The data below is to be set down exactly.
'''
PR #1328, opened 2017-05-25
Upgrade and update FreeBayes

davebx:
- Use version 1.1.0
- Remove multiple from bam input. Addresses galaxyproject/tools-devteam#429


mvdbeek:
So here we have a legitimate usecase for multiple="True", which is a reduction. This does break collection input if collection elements are not supposed to be merged. Whether or not the alignments should be reduced should be in a conditional, IMO (sth like "Merge multiple bam files?" ).

tools/freebayes/freebayes.xml
```diff
@@ -283,7 +283,7 @@
                 <option value="history">History</option>
             </param>
             <when value="cached">
-                <param name="input_bams" type="data" format="bam" multiple="True" label="BAM file">
+                <param name="input_bams" type="data" format="bam" label="BAM file">
```
mvdbeek: You'll also have to change https://github.com/galaxyproject/tools-iuc/pull/1328/files#diff-35704a222d51e215b3082ed72846e724R79. But it would be best to wrap the input in a conditional.

davebx:
@mvdbeek fair enough. I'll make that modification.

davebx:
@mvdbeek done, thanks for pointing that out.

bgruening:
Looks great, thanks @davebx! And thanks for the great review @mvdbeek and @nsoranzo!

nsoranzo:
Crap, just tried to install the updated version from ToolShed and noticed that `leftalign.xml` does not use the macro for the requirement, so now the TS repo requires 2 different version of freebayes. Opening a PR in a bit.

nsoranzo:
> Crap, just tried to install the updated version from ToolShed and noticed that leftalign.xml does not use the macro for the requirement, so now the TS repo requires 2 different version of freebayes. Opening a PR in a bit.

Will be fixed by #1344.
'''
Result of this exercise >>
PR #1328, opened 2017-05-25
Upgrade and update FreeBayes

davebx:
- Use version 1.1.0
- Remove multiple from bam input. Addresses galaxyproject/tools-devteam#429


mvdbeek:
So here we have a legitimate usecase for multiple="True", which is a reduction. This does break collection input if collection elements are not supposed to be merged. Whether or not the alignments should be reduced should be in a conditional, IMO (sth like "Merge multiple bam files?" ).

tools/freebayes/freebayes.xml
```diff
@@ -283,7 +283,7 @@
                 <option value="history">History</option>
             </param>
             <when value="cached">
-                <param name="input_bams" type="data" format="bam" multiple="True" label="BAM file">
+                <param name="input_bams" type="data" format="bam" label="BAM file">
```
mvdbeek: You'll also have to change https://github.com/galaxyproject/tools-iuc/pull/1328/files#diff-35704a222d51e215b3082ed72846e724R79. But it would be best to wrap the input in a conditional.

davebx:
@mvdbeek fair enough. I'll make that modification.

davebx:
@mvdbeek done, thanks for pointing that out.

bgruening:
Looks great, thanks @davebx! And thanks for the great review @mvdbeek and @nsoranzo!

nsoranzo:
Crap, just tried to install the updated version from ToolShed and noticed that `leftalign.xml` does not use the macro for the requirement, so now the TS repo requires 2 different version of freebayes. Opening a PR in a bit.

nsoranzo:
> Crap, just tried to install the updated version from ToolShed and noticed that leftalign.xml does not use the macro for the requirement, so now the TS repo requires 2 different version of freebayes. Opening a PR in a bit.

Will be fixed by #1344.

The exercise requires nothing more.